For example, given root = [3,1,4,3,null,1,5], nodes like 3, 4, 5, and 3 are good because each is at least as large as any node along its path from the root. Return the total count of these nodes while handling up to 10^5 nodes efficiently.
Examples
Example 1
Input: root = [3,1,4,3,null,1,5]
Output: 4
Nodes in blue are good.
Root Node (3) is always a good node.
Node 4 -> (3,4) is the maximum value in the path starting from the root.
Node 5 -> (3,4,5) is the maximum value in the path
Node 3 -> (3,1,3) is the maximum value in the path.
Example 2
Input: root = [3,3,null,4,2]
Output: 3
Node 2 -> (3, 3, 2) is not good, because "3" is higher than it.
Example 3
Input: root = [1]
Output: 1
Root is considered as good.
Constraints
- The number of nodes in the binary tree is in the range [1, 10^5].
- Each node's value is between [-10^4, 10^4].
Solution Approach
Depth-First Search with Path Maximum
Use DFS to traverse the tree recursively, passing along the maximum value encountered so far. At each node, compare its value with the current path maximum to decide if it's good, and update the maximum for child nodes.
Breadth-First Search with Queue Tracking
Perform BFS using a queue where each element stores the node and the maximum value along the path.
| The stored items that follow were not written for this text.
PR #5177, opened 2022-08-02
Copy save file when creating reference or comparison save game

obligaron:
When writing save games for comparison (reference or actual) `pfile_write_hero` is called on a custom path.

This has two problems
1. `pfile_write_hero` writes doesn't write all data (only game state (including current level), hero and hotkeys etc.). But previous levels aren't written. That means the new created comparison save games don't contain all levels.
2. `pfile_write_hero` doesn't reset the save game, but only writes some data (see top 1). That means if somehow the save game existed before and did contain some other data (for example levels) they won't be erased.

This pr changes the behavior when creating comparison save games to copy the actual save game beforehand.
This way the save game includes all data (including levels) and no old data can be present in the save game.

Also fixes the issue described in this [comment](https://github.com/diasurgical/devilutionX/pull/5157#issuecomment-1200430673).

Diff
> file "perml00" is different size. Expected: 0 Actual: 25354
> file "perml01" is different size. Expected: 0 Actual: 160376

At each level, check if the node is good relative to the path maximum and update accordingly, ensuring all nodes are visited exactly once.
Iterative DFS using Stack
Simulate the DFS traversal with a stack storing pairs of nodes and current path maximums. Pop each node, check if it's good, update the maximum, and push its children, avoiding recursion and stack overflow for deep trees.
Complexity Analysis
| Metric | Value |
|---|---|
| Time | Depends on the final approach |
| Space | Depends on the final approach |
Time complexity is O(n) because each node is visited once. Space complexity is O(h) for DFS recursion or stack, where h is the tree height, and O(n) for BFS queue in the worst case.
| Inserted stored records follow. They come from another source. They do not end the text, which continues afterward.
PR #5178, opened 2022-08-02
[android] Handle null pointers in Java

AJenbo:
Mostly minor issues. But the issue with accessing internal files have about 5 crashes related to it. Though I'm curious how you can end up with a device where the app doesn't have it's internal files folder... but hey we do not rely on it anyway.

### DIFF
--- a/android-project/app/src/main/java/org/diasurgical/devilutionx/DataActivity.java
+++ b/android-project/app/src/main/java/org/diasurgical/devilutionx/DataActivity.java
@@ -9,6 +9,7 @@ import android.content.IntentFilter;
 import android.database.Cursor;
 import android.net.Uri;
 import android.os.Bundle;
+import android.support.annotation.NonNull;
 import android.text.method.LinkMovementMethod;
 import android.view.View;
 import android.widget.TextView;
@@ -162,7 +163,7 @@ public class DataActivity extends Activity {
 	 */
 	private class DownloadReceiver extends BroadcastReceiver {
 		@Override
-		public void onReceive(Context context, Intent intent) {
+		public void onReceive(@NonNull Context context, @NonNull Intent intent) {
 			long receivedID = intent.getLongExtra(DownloadManager.EXTRA_DOWNLOAD_ID, -1L);
 			DownloadManager mgr = (DownloadManager) context.getSystemService(Context.DOWNLOAD_SERVICE);
 
--- a/android-project/app/src/main/java/org/diasurgical/devilutionx/ImportActivity.java
+++ b/android-project/app/src/main/java/org/diasurgical/devilutionx/ImportActivity.java
@@ -5,8 +5,10 @@ import android.content.ClipData;
 import android.content.ContentResolver;
 import android.content.Intent;
 import android.net.Uri;
+import android.os.Build;
 import android.support.annotation.Nullable;
 import android.os.Bundle;
+import android.support.annotation.RequiresApi;
 import android.support.v4.provider.DocumentFile;
 import android.util.Log;
 
@@ -20,6 +22,7 @@ public class ImportActivity extends Activity {
 
 	private static final int IMPORT_REQUEST_CODE = 0xD1AB70;
 
+	@RequiresApi(api = Build.VERSION_CODES.KITKAT)
 	@Override
 	protected void onCreate(Bundle savedInstanceState) {
 		super.onCreate(savedInstanceState);
@@ -60,7 +63,7 @@ public class ImportActivity extends Activity {
 		if (fileUri == null)
 			return;
 
-		DocumentFile file = DocumentFile.fromSingleUri(getApplicationContext(), fileUri);
+		DocumentFile file = Objects.requireNonNull(DocumentFile.fromSingleUri(getApplicationContext(), fileUri));
 		String fileName = file.getName();
 		String externalFilesDir = getExternalFilesDir(null).getAbsolutePath();
 		String externalFilesPath = externalFilesDir + "/" + fileName;
--- a/android-project/app/src/main/java/org/diasurgical/devilutionx/ImportActivity.java
+++ b/android-project/app/src/main/java/org/diasurgical/devilutionx/ImportActivity.java
@@ -90,7 +90,12 @@ public class ImportActivity extends Activity {
 					outputStream.close();
 			}
 		} catch (IOException exception) {
-			Log.e("importFile", Objects.requireNonNull(exception.getMessage()));
+			String message = exception.getMessage();
+			if (message == null) {
+				Log.e("importFile", "IOException", exception);
+			} else {
+				Log.e("importFile", message);
+			}
 		}
 	}
 }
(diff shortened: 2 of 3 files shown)


android-project/app/src/main/java/org/diasurgical/devilutionx/ImportActivity.java
```diff
@@ -60,7 +63,7 @@ private void importFile(Uri fileUri) {
 		if (fileUri == null)
 			return;
 
-		DocumentFile file = DocumentFile.fromSingleUri(getApplicationContext(), fileUri);
+		DocumentFile file = Objects.requireNonNull(DocumentFile.fromSingleUri(getApplicationContext(), fileUri));
```
AJenbo, line 66: fromSingleUri only returns null if called on versions older then KitKat which we already guard against accessing this function, so simply throwing a null pointer exception at this point should never cause an issue.

tsunamistate:
@AJenbo is there a specific test case I should test for, or just do a smoke test? (Wow, that's a lot of "test")

AJenbo:
Strictly code review is just to see if you think the code looks sensible. But I won't stop you from also testing things ;) Especially as there can be a lot of variety in Android devices.

The changes here affects:
- Using the hold-app-icon and selecting import files to import a save game or mpq file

What Interviewers Usually Probe
- Check if candidates correctly track the maximum along the path.
- Notice if they handle edge cases with negative or duplicate values.
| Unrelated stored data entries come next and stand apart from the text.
PR #5180, opened 2022-08-02
Get rid of dthread

vlolteanu:
I'm 95% certain that dthread is useless. In vanilla, it used to add some delay in between some lower-priority messages on low baud connections. Now it's just a message queue, but all messages are sent asynchronously anyway. So I got rid of it.

A second opinion would be helpful.


Source/multi.cpp
```diff
@@ -333,14 +332,13 @@ void ProcessTmsgs()
 void SendPlayerInfo(int pnum, _cmd_id cmd)
 {
 	static_assert(alignof(PlayerPack) == 1, "Fix pkplr alignment");
```
AJenbo, line 334:
```suggestion
	static_assert(alignof(PlayerPack) == 1, "Fix pPack alignment");
```

Also is that still needed?

AJenbo:
Anyone up for helping with play testing this a bit :)

StephenCWills (dismissed):
Nice, I was also wondering why this thread exists. Good riddance.

Source/multi.cpp
vlolteanu: No. Fixed.

StephenCWills: Isn't it important for the `reinterpret_cast<byte *>(&pPack)`?

vlolteanu: It would only matter if `alignof(byte)` were larger than `alignof(PlayerPack)`.

StephenCWills (approved):

AJenbo (approved):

- See if they choose DFS or BFS and justify stack versus queue use.
Common Pitfalls or Variants
Common pitfalls
- Failing to update the path maximum when descending to child nodes.
- Counting nodes incorrectly when values equal the current path maximum.
- Using recursion without considering deep trees causing stack overflow.
Follow-up variants
- Count nodes where the path maximum must be strictly less than the current node.
- Return the list of good node values instead of just the count.
- Apply the same path-max check in an N-ary tree instead of a binary tree.
FAQ
What defines a good node in Count Good Nodes in Binary Tree?
A node is good if no node in the path from the root has a value greater than the node itself.
Should I use DFS or BFS for this problem?
Either works; DFS is natural for recursion with path maximums, while BFS uses a queue to track max values at each node.
How does path maximum affect counting nodes?
The path maximum ensures that only nodes that are greater than or equal to all ancestors are counted as good.
Can values be negative or zero?
Yes, nodes may have values in [-10^4, 10^4], and the algorithm must compare each value correctly.
What is the main failure mode for this problem?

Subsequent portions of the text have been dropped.